I created a script that runs “onehost list --list=NAME,ZVM --csv” periodically, and gets the amount of zombie VMs we have. If this zombie count is greater than 0 for 5 minutes, I throw an alarm to Teams so that we get notified that there’s a problem. There’s just a slight problem. That command returns zombies that aren’t present, at least currently.
We keep spawning thousands of virtual machines per day, which get deleted soon after. So could there be a situation that OpenNebula is telling virsh to delete a VM, that’s still in the process of getting deleted, but is still present? In OpenNebula it’s however already been marked as non existing. And at that precise point in time my script runs the query about zombies, and it returns that one before virsh deletes it?

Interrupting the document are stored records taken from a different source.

PR #1545, opened 2020-09-17
Block providers score tracking

### LINKED ISSUE #1460: Track peer block provider score
- peer scores should be stored in peerstore metabook
- we can have something simple to start:
   - every peer starts with score 1
   - every block_by_root or block_by_range successfully requests adds 0.1
   - every bad response or response timeout reduces score by 0.2
- in sync sort peers by score and take best N

Later on we can add more complex stuff like score decay over time so we give peers another chance after some time etc.

mpetrunic:
TODO: add more unit tests after reviews

﻿- add score provider tracker
- keep track of block provider scores
- use peer block score tracking in initial sync
- post merge fixes
- fix tests

resolves #1460


packages/lodestar/src/sync/initial/fast/index.ts
```diff
@@ -220,18 +221,10 @@ export class FastSync extends (EventEmitter as {new (): InitialSyncEventEmitter}
...
-      .map((peer) => peer.id)
-      .reduce((validPeers: PeerId[], peer: PeerId) => {
-        const status = this.network.peerMetadata.getStatus(peer);
-        if (status && status.finalizedEpoch >= this.targetCheckpoint!.epoch) {
-          validPeers.push(peer);
-        }
-        return validPeers;
-      }, [] as PeerId[]);
+    const targetCheckpoint = this.targetCheckpoint;
+    return getSyncPeers(this.network, (peer) => {
```
twoeths, line 228: do we want to apply this to regular sync `naive.ts` strategy too? probably in `checkBestPeer()`

mpetrunic: yeah, makes sense

wemeetagain (commented):
This is really awesome, simple and easy.

The only thing I would change is the references to "blockProvider". Likely, we will want to add more scoring events and it doesn't seem worth it to segregate the scoring modules into different domain-specific "scorers". Rather, we should just have a IScoreTracker, which can be fed any variety of ScoreEvents about a peer. A sophisticated score tracker may be aggregating scores from several underlying params (eg: like how gossipsub v1.1 tracks time-in-mesh separately from message-deliveries), but the interface doesn't need to worry about that, and we can just append to the list of ScoreEvents.

eg:
`BlockProviderScoreEvent` => `ScoreEvent`
`IBlockProviderScoreTracker` => `IScoreTracker`
`SimpleBlockProviderScoreTracker` => `SimpleScoreTracker` (or `ScoreTracker`)
`blockProviderScores` => `scores`

mpetrunic:
> This is really awesome, simple and easy.
> 
> The only thing I would change is the references to "blockProvider". Likely, we will want to add more scoring events and it doesn't seem worth it to segregate the scoring modules into different domain-specific "scorers". 

I originally thought the same, but opted for specific scorers in case in future we have optional state rpc or something. But agree, I will make it more generic, we can easily change it later if need be.

packages/lodestar/src/network/error.ts
```diff
@@ -11,3 +13,19 @@ export class RpcError extends Error {
...
   }
 }
+
+export const RESPONSE_TIMEOUT_ERR = "response timeout";
+
+export function isResponseTimeout(err: Error): boolean {
+  return err.message.includes(RESPONSE_TIMEOUT_ERR);
+}
+
+export function updateBlockProviderErrorScore(scoreTracker: IRpcScoreTracker, peer: PeerId, e: Error): void {
```
wemeetagain: one last reference to block provider, `updateRpcScore`?

mpetrunic: dammit

wemeetagain (approved):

Then the poller doesn’t query zombies very frequently. I had time to log in to the host, run “virsh list” and log in to OpenNebula GUI, look at the VMs present on that host, and compare that to “onehost list” on the command line. Virsh and GUI both matched the same amount of VMs, but “onehost list” reported zombies. What’s the poll interval of this query? And even if I adjust it to be whatever, it’s still possible that it just happens to run the query at the precise moment something is being deleted, but it’s still present if you ask virsh.
Hello @tosaraja,
I’ve just test it myself and you are correct, there is quite a big delay between OpenNebula removes the VM from host and the time the monitoring reports the VM as poweroff. If in this period the the monitoring sends SYNC_STATE, then the VM is reported as zombie.
And it remains as zombie until next SYNC_STATE - this period can be set in /etc/one/monitord.conf, default value is 180 seconds.
Even if the OpenNebula receives update from monitoring about the poweroff VM state, it doesn’t remove it from zombies, it waits for next SYNC_STATE - at least this part should be an easy fix.
Right now, I’m not sure if we are able to fix the first case - not putting the VM to zombies, when it’s shutting down.
We have to be careful here, in the past we had some false poweroff states from virsh, which may trigger unnecessary hooks. That’s why we check several times before report the VM as poweroff.
If it’s a serious issue for you, feel free to create an github issue to get more attention.
Could we end up in this situation? We have all CPUs taken by VMs on a host and on top of that we have pending VMs that wont fit on the host. Then as the VMs is deleted, OpenNebula would free up those resources, CPUs and RAM, but virsh hasn’t destroyed the VM yet. Now OpenNebula would see free resources and try to boot up the pending VM, which would fail since virsh still has the VM running.